From the outside, Maya has a lot going for her. She’s a smart young woman, married to a man that loves her who’s in the final year of her PhD.
However, that description leaves out some finer details. She’s got a heroin problem as well as an eating disorder, she’s in love with the lecturer she’s having an affair with and her job in a bookshop is heading nowhere fast. Alongside all that, her husband is an alcoholic and her mother’s dying of MS.
Spending the Christmas holidays with her husband’s family forces her to face up to her problems and she takes the break from everyday life as an opportunity to go cold turkey. But instead of boosting her confidence by taking control of her life, it makes her realise how much of an addict she is. She suffers from the shakes, feels freezing cold and her stomach wants to turn inside out. Being sick as a dog only makes her feel more of a failure as a wife, especially around Peter’s overly kind family. He doesn’t help the situation but she’s hidden how serious her addiction has become, so there’s no way she can look to him for support. Instead, she’s sick, lonely and generally hates the world. As soon as she gets back to New York, she heads to her friend’s house to get something to take the sharp edges off the world.
Chemicals aren’t her only dependency though and when Ogden, the lecturer she’s seeing behind Peter’s back, calls things off, it’s the beginning of a spiral she can’t stop.
You may see Problems being described as ‘Girls meets Trainspotting’ in the press and it’s easy to see why. I couldn’t begin to describe Maya as likeable, she’s blunt, damaged and selfish, while also suffering from a complete lack of confidence. From the first few pages, you get the impression that she’s already written herself off as a train wreck. Yet, after all this, there is something about Maya that grabs your attention and won’t let go.
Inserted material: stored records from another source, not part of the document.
PR #77, opened 2017-02-22
Gives users the ability to do elastic tensor calculation in 6 rather than 24 calculations. 

jdagdelen:
## Summary

This change adds the options for users to easily create an elastic constant workflow that consists of 6 rather than 24 strain-stress calculations. This "quick calculation" workflow does not necessarily produce results consistent with the MP procedure and is not used for MP elastic tensor calculations. As before, if the user specifies the shear and/or norm deformations, those values are uses rather than the defaults. 

* Adds "quick_calculation" as possible key in config dict, default is False
* Default strains are 0.01 normal and 0.03 shear if quick_calculation = True
* Does not change behavior of wf_elastic_constant if user specifies strains

### DIFF
--- a/atomate/vasp/workflows/presets/core.py
+++ b/atomate/vasp/workflows/presets/core.py
@@ -197,6 +197,8 @@ def wf_elastic_constant(structure, c=None):
     if quick_calculation:
         norm_deformations = c.get("norm_deformations", [0.01])
         shear_deformations = c.get("shear_deformations", [0.03])
+
+    
     wf = get_wf_elastic_constant(structure, vasp_cmd=vasp_cmd,
                                  norm_deformations=norm_deformations,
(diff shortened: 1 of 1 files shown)


computron:
Hi @jdagdelen 

Shouldn't the number of calculations depend on the symmetry of the cell?

e.g., cubic has fewer deformations, triclinic has more. I think the issue with the "24 calcs" is not so much that there are 4 calculations per deformation mode (6 modes), but rather that in many symmetric systems there is perhaps only 1-3 relevant deformation modes. e.g., for cubic you would just need a single deformation mode.

jdagdelen:
The sense that I got from the discussion was that people wanted to fit through zero with one strain at each mode. I'm working on the symmetry-considering workflow as well. Maybe we'll just hold off until that's finished.

PR #78, opened 2017-02-23
change the name of tag_fws to set_fworker to avoid confusion

albalu:
change the name of tag_fws to set_spec_fworker to avoid confusion with the add_tags powerup. Also the variable "tag" is renamed to fw_queuename to better reflect the goal of this powerup. Please feel free to modify these names.

This change is backwards incompatible but I assume it has not been largely used. In my codes, at least, I can correct all the names later.


computron:
Can you just set the name to ``set_fworker`` instead of ``set_spec_fworker``?

albalu:
ok I did.

computron:
thanks! i'll probably also make a few minor edits

PR #79, opened 2017-02-24
Adsorption

montoyjh:
## Adsorption workflow tools

* Users can generate workflows for conducting calculations of adsorption energies on surfaces
* Two workflow-generating functions:
    - one which generates optimize fireworks with adsorbates on a pre-existing slab
    - second which begins with a structure optimization based on transformations
* Also adds a workflow to perform calculations of molecules in VASP for reference states, if desired
* Unittest/test_files which tests basic functionality and performs a simple validation of results

## TODO (if any)
* Adsorbate vibrations functionality
* Automated analysis based on user reference input


computron:
Thanks!

PR #80, opened 2017-02-27
modify FitEquationOfStateTask to insert the data to db rather than to .json

albalu:
## Summary

* db_file is a required parameter so we put the result in db rather than printing to a .json file
* in addition to EOS data, the structure optimization data (+ FW tags) is passed to the "eos" collection to make further queries easier.
* bulk modulus in GPa will be available in the root of each document within the "eos" collection as all EOSs have the parameter b0 (b0 is in eV A^-3)

## TODO:
* a test for wf_bulk_modulus that has this task at the end
* I kept the name of the class FitEquationOfStateTask so it doesn't have ToDb in its name; not sure if that's a problem.
* the name "eos" is selected for the collection as it has more information than just the bulk modulus; feel free to modify it

### DIFF
--- a/atomate/vasp/firetasks/parse_outputs.py
+++ b/atomate/vasp/firetasks/parse_outputs.py
@@ -451,33 +451,39 @@ class FitEquationOfStateTask(FiretaskBase):
 
         tag = self["tag"]
         db_file = env_chk(self.get("db_file"), fw_spec)
-        summary_dict = {"eos": self["eos"]}
+        eos_dict = {"eos": self["eos"]}
 
         mmdb = MMVaspDb.from_db_file(db_file, admin=True)
         # get the optimized structure
         d = mmdb.collection.find_one({"task_label": "{} structure optimization".format(tag)})
         structure = Structure.from_dict(d["calcs_reversed"][-1]["output"]['structure'])
-        summary_dict["structure"] = structure.as_dict()
 
         # get the data(energy, volume, force constant) from the deformation runs
         docs = mmdb.collection.find({"task_label": {"$regex": "{} bulk_modulus*".format(tag)},
                                      "formula_pretty": structure.composition.reduced_formula})
         energies = []
         volumes = []
-        for d in docs:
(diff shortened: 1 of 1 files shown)


computron:
@albalu Thanks but there should also be the JSON option. See VaspToDbTask where there is a db_file option that controls whether a file or a DB insertion is conducted.

albalu:
@computron but db_file is required here as the structure is looked up from tasks so having the JSON option is redundant. I can do one of the following:

1. don't change anything as db_file is required in FitEquationOfStateTask in its current form.
2. make db_file optional and whenever db_file is not available, instead of tasks collection, get the location of the first FW (structure optimization) and get its VaspDrone and pass that (+bulk modulus, etc) on to "eos"
3. do 2 either db_file is available or not.

which one should I do? I prefer 3 as the "tasks" collection may not be available for looking up the structure optimization task. Besides, it is safe to assume that the first FW is the structure optimization from the initial structure and not a deformed structure.

computron:
@albalu You could add an optional parameter to output to JSON (default false) which bypasses the db insertion and instead outputs the data to JSON.

Three other notes:
i) Make sure the docs are updated when you update code (e.g., you removed the JSON export but the docs still say the output is to a JSON file)
ii) If you are inserting the eos dict into the db, what is the procedure for someone to match that data to a particular material? e.g. I have 10,000 eos entries, how do I match an eos data to a particular material so that I can (say) grab the band structure and eos for a particular material? Normally there is a link, for instance, to a task_id that created the eos and (perhaps) a structure so one can match structure to eos.
iii) This is maybe not you, but the method to do the eos fit can simply have a reasonable default and allow the user to switch it as an optional parameter. If you don't want to do this, just add a TODO tag

computron:
@albalu I am pulling this for now, but we may want to make some fundamental changes to the way some of these workflows are done

albalu:
Thanks @computron; yes it is in my to-do list to modify it the way we discussed.

computron:
note: this PR was reverted due to a failing unit test and desire to work more on the feature

PR #260, opened 2023-05-08
[Quality Of Life] removing programId from metadata of uxd.json

uxd-vincent:
Since `anchor build` or `anchor test` constantly auto-delete the meta-data from the json file, this is kind of a pain to having to constantly manually re-add it.

So in this PR I try to just store the programId in the constants file instead of the IDL file directly

### DIFF
--- a/.github/workflows/ci-anchor-test.yml
+++ b/.github/workflows/ci-anchor-test.yml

Although Maya is struggling with life, there is plenty of sarcastic humour in her story to break the intensity:
“My father had died of a heart attack five years ago. It was a shock. I didn’t know he had had a heart.”
It’s a sharp humour, the type that makes you feel guilty for laughing at it, but it fits perfectly into Maya’s self-destructive world.
Her conversations with Ogden made up many of my favourite moments from this book. From uncomfortably vulnerable begging to being ridiculously demanding, the conversations she has with him really go to highlight her ups and downs. He’s there for her the entire way (when he decides to answer the phone), but you can’t help but wonder if he should be.
Sharp, uncomfortable and compelling, you won’t find many characters like Maya in fiction. As The New York Times review of this book states ‘As horrible, and as fully human, as men in literature have always been allowed to be.’ Maya brings a voice to a new generation of women that are sorely underrepresented in fiction, the complicated, unlikeable, unashamedly themselves ladies. Hopefully, no one reading this is struggling quite as much as Maya but to hear a voice like hers is refreshing.
Problems by Jade Sharma is a work of feminist fiction but please don’t think that means this novel is only aimed at women. If you loved the play or BBC/Amazon series Fleabag or enjoy the gritty realism of Irvine Welsh’s novels, then Problems is unmissable reading.
If you like this you’ll love Skagboys by Irvine Welsh.